**REQUIRED ACTION**.
Your response must be made up of each line in the data below that contains the string "names".

[Opening AVAILABLE DATA section]

PR #3639, opened 2024-10-17
Ensure k8s pod names/labels are RFC 1123 compliant

rjmello:
# Description

- Modified Kubernetes pod names and labels to conform to RFC 1123 for DNS subdomain names and labels, ensuring compliance with Kubernetes naming conventions.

[Closing AVAILABLE DATA section]

**ANSWER AREA**.
Ensure k8s pod names/labels are RFC 1123 compliant
- Modified Kubernetes pod names and labels to conform to RFC 1123 for DNS subdomain names and labels, ensuring compliance with Kubernetes naming conventions.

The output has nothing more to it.